To complete the table for the given dataset, we will need to calculate the corresponding points on the trend line and the residuals for each actual data point.

The trend line equation is given as \( y = 5x + 3.4 \). We will calculate the trend line points for each \( x \) value (1, 2, and 3), and then find the residuals using the formula:

\[ \text{Residual} = \text{Actual Value} - \text{Trend Line Value} \]

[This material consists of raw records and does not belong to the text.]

PR #917, opened 2022-01-28
[SQONE-644] Fix social share pop for multiple components

LayaTaal:
## What does this do/fix?

The JS for the social-share component uses the first instance of itself as the container element. This prevents the JS events from being delegated to additional instances of the component (such as a single post with share icons in the header and footer). 

This PR allows for an indefinite number of social share components to be used on a page.

## QA

- [Link to Demo](https://sq1-pr.moderntribe.qa/post-49/)

### DIFF
--- a/wp-content/themes/core/components/share/js/share.js
+++ b/wp-content/themes/core/components/share/js/share.js
@@ -14,7 +14,7 @@ import * as tools from 'utils/tools';
 import popup from 'utils/dom/popup';
 
 const el = {
-	container: tools.getNodes( 'social-share-networks' )[ 0 ],
+	container: tools.getNodes( 'social-share-networks' ),
 };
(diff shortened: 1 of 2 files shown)


wp-content/themes/core/components/share/js/share.js
```diff
@@ -48,7 +48,7 @@ const bindEvents = () => {
  */
 
 const socialShare = () => {
-	if ( ! el.container ) {
+	if ( el.container.length === 0 ) {
```
LayaTaal, line 51: Note that since we are no longer setting `el.container` to the first item in the node array, `! el.container` evaluates as `true` even when no elements are present.

dpellenwood (approved):
:bug: :dash:

PR #918, opened 2022-01-28
Reduce unnecessary JavaScript initialization

LayaTaal:
## What does this do/fix?

There are a number of components that are able to initialize their JavaScript even when the component is not present on a page. This PR updates those components so that any required JS is only loaded when necessary.

**Components Addressed:**
- Accordion
- Card
- Tabs
- Gallery Slider Block
- Gravity Forms

## QA

- [Link to Demo](http://sq1-pr.moderntribe.qa/)

Screenshots/video:
- [Console Log showing init of non-present components](http://p.tri.be/M4vc9o)


dpellenwood (approved):
:elephant: :dash:

PR #925, opened 2022-01-31
Add proxy_ssl_server_name on; for nginx image proxy

defunctl:
## What does this do/fix?

If your production host for proxying images is behind Cloudflare, the image proxy will fail without this addition to support SNI SSL certificates.

## QA

- A production domain configured in nginx.conf that is behind Cloudflare will now display images on your local environment.

## Tests

Does this have tests?

- [ ] Yes
- [x] No, this doesn't need tests because it's an nginx update.

### DIFF
--- a/changelog.md
+++ b/changelog.md
@@ -2,7 +2,8 @@
 
 All notable changes to this project will be documented in this file.
 
-## 2022.01 
+## 2022.01
+* Added: `proxy_ssl_server_name on;` in nginx.conf to allow proxying to production domains if they are using Cloudflare.
 * Fixed: phpcs GitHub workflow using the wrong secret.
 * Added: An empty CLI_Definer to easier register commands.
 * Updated: added allowed plugins to composer.json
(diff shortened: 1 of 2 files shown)


dpellenwood:
Wonder if you might also want to add the host header value as I've had to do that for some SSL hosts (not Cloudflare specifically). For example, on Rakuten Rewards, this is my image proxy LOCATION RULESET:

defunctl:
> 

That's a good idea, I'll add it commented out with an explanation

defunctl:
Actually @dpellenwood, setting the same host header as the proxy pass should never be required, Nginx should be doing that out of the box, behind the scenes configuring and using the `$proxy_host` variable. 

At first I read your config thinking you needed a different Host header because of some weird DNS on Rakuten's side, but their DNS checks out. 

Your local DNS might be misconfigured because this is working for me without a Host header without issue:

image

nickpelton (approved):

dpellenwood:
:cucumber: :dash:

PR #1067, opened 2023-03-06
Improve remove_editor_style_reset

szepeviktor:
## What does this do/fix?

Improve `remove_editor_style_reset` and aid static analysis the same time


szepeviktor:
I am sorry that this change has less than minimum value.

PR #1070, opened 2023-03-07
Bugfix/builds fail due to browserlist key change

dpellenwood:
## What does this do/fix?
Reverts the browserlist key usage "not dead" in favor of named browsers as the new key doesn't appear supported with our current set of npm packages.


defunctl (approved):
All workflows passing now, thanks @dpellenwood !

Let's calculate it step by step.

For \( x = 1 \):

• Actual Point: \( (1, 9) \)
• Trend line point: \( y = 5(1) + 3.4 = 5 + 3.4 = 8.4 \)
• Residual: \( 9 - 8.4 = 0.6 \)

For \( x = 2 \):

• Actual Point: \( (2, 12.3) \)
• Trend line point: \( y = 5(2) + 3.4 = 10 + 3.4 = 13.4 \)
• Residual: \( 12.3 - 13.4 = -1.1 \)

For \( x = 3 \):

• Actual Point: \( (3, 18.625) \)
• Trend line point: \( y = 5(3) + 3.4 = 15 + 3.4 = 18.4 \)
• Residual: \( 18.625 - 18.4 = 0.225 \)

Completed Table:

Now we can fill in the table as follows:

| Actual Point | Point on Trend Line | Residual | |--------------|---------------------|----------| | (1, 9) | (1, 8.4) | 0.6 | | (2, 12.3) | (2, 13.4) | -1.1 | | (3, 18.625) | (3, 18.4) | 0.225 |

This table gives the actual points, the values predicted by the trend line, and the calculated residuals for each point in the dataset.